That's my tank hope you all like


----------



## PostShawn (Dec 22, 2009)

It might be a little over stocked but if it's working out for you then go for it. I wouldn't add any more. That size sounds close to a 10g here in the states. The next step up is usually a 15g or 20g so I would save up for something along that size in the future. 

Anyway, I'm not one of the more experienced on these boards but figured I'd send a welcome your way anyway. So welcome to the forums.


----------



## cossie (Dec 19, 2010)

Thanks and I am trying to save up for a bigger tank.

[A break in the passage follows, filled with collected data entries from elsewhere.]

PR #1127, opened 2024-10-24
Feature/rationalise file name

gecBurton:
## Context

The file-name is especially significant and problematic as it has to be both human readable, and globally unique.

Currently we handle this via:
* adding a hash key to duplicate file names to keep the file names unique
* an additional `original_file_name` field to store the name of the file as the user uploaded it
* various helper methods, such as `unique_name`, `name`

I propose that we dont actually need a file name to be globally unique, we want it to be unique per user, so that:
* a user can overwrite a file if they upload one with the same name
* two users can upload a file with the same name and they will not conflict

to achieve this we should change the file name to user.email/file_name, this will have to convenient side effect of presenting the files in directories named after the user within s3.

* `orginal_file_name` -> now unused but kept for backwards compatibility
* `name` -> `file_name`, the original file name - for the benefit of the user

## Guidance to review

do we actually want this behaviour?

## Things to check


django_app/redbox_app/redbox_core/models.py
```diff
@@ -573,22 +585,12 @@ def delete_from_elastic(self):
         if es_client.indices.exists(index=index):
             es_client.delete_by_query(
                 index=index,
-                body={"query": {"term": {"metadata.file_name.keyword": self.unique_name}}},
+                body={"query": {"term": {"metadata.file_name.keyword": self.s3_key}}},
             )
 
-    def update_status_from_core(self, status_label):
```
gecBurton, line 579: unused

django_app/redbox_app/redbox_core/models.py
```diff
@@ -620,18 +622,21 @@ def url(self) -> URL | None:
...
 
     @property
-    def name(self) -> str:
-        # User-facing name
-        try:
-            return self.original_file_name or self.original_file.name
-        except ValueError as e:
-            logger.exception("attempt to access non-existent file %s", self.pk, exc_info=e)
+    def file_name(self) -> str:
+        if self.original_file_name:  # delete me?
```
gecBurton, line 626: for backwards compatability

django_app/redbox_app/redbox_core/models.py
```diff
@@ -536,9 +536,21 @@ def __init__(self, file):
...
+    """
+    return f"{instance.user.email}/{filename}"
+
+
 class File(UUIDPrimaryKeyBase, TimeStampedModel):
     status = models.CharField(choices=StatusEnum.choices, null=False, blank=False)
-    original_file = models.FileField(storage=settings.STORAGES["default"]["BACKEND"])
+    original_file = models.FileField(
+        storage=settings.STORAGES["default"]["BACKEND"],
+        upload_to=build_s3_key,
```
gecBurton, line 552: this `upload_to` is the key change

django_app/tests/views/test_document_views.py
```diff
@@ -64,29 +64,42 @@ def test_document_upload_status(client, alice, file_pdf_path: Path, s3_client):
 
 @pytest.mark.django_db()
 def test_upload_view_duplicate_files(alice, bob, client, file_pdf_path: Path, s3_client):
+    # delete all alice's files
```
gecBurton, line 67: this test has been changed significantly to capture the new intended behaviour

django_app/redbox_app/redbox_core/consumers.py
```diff
@@ -307,10 +307,10 @@ async def handle_citations(self, citations: list[AICitation]):
             for s in c.sources:
                 try:
                     file = await File.objects.aget(original_file=s.source)
-                    payload = {"url": str(file.url), "original_file_name": file.original_file_name}
```
jamesrichards4, line 310: Don't we still want to use original_file_name here so we see 'stuff.pdf' in the frontend rather than 'me@cabinetoffice/stuff.pdf'?

jamesrichards4 (commented):
Just one query about displaying the file name and whether we want to display the s3 path version in the frontend

django_app/redbox_app/redbox_core/consumers.py
gecBurton: `file_name` will strip out `me@cabinetoffice/` and just return `stuff.pdf`

TBH i was hoping that we could just delete `` altogether in 30 days

jamesrichards4 (approved):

Don't worry lol I wasn't planning on adding anymore


----------



## cossie (Dec 19, 2010)

my tank with pics now

these are of the x-ray tetras,botia kubotai and pleco which i use to wn but relised theygrow too big so i sold him.

still got pics of the platy and hillstream loaches to come.

hope you like


----------



## cossie (Dec 19, 2010)

Bump.......................


----------



## PostShawn (Dec 22, 2009)

Nice looking fish you have there.


----------



## funlad3 (Oct 9, 2010)

Hi! I've _never_ seen you before! Welcome! (Where did the laughing smiley go???)


----------



## cossie (Dec 19, 2010)

an update for my main tank aswell to let you guys know whats going on.
i now still have my 2 hill strem loaches and botia after 3 years and recently picked up 10 glowlight tetras who are finally settling in.

hope you like


----------



## Fishpunk (Apr 18, 2011)

Hi welcome.

Wondering what you use for filtration. Hillstream loaches like a lot of current.


----------



## snyderguy (Feb 9, 2010)

I love those hillstream loaches. I want some really badly, they're super cool.


----------



## cossie (Dec 19, 2010)

Hahah hi I'm not new anymore just updating an old thread. Tbh i do not now what filter it is ad all the stickers came off it but it's the standard one which came with it.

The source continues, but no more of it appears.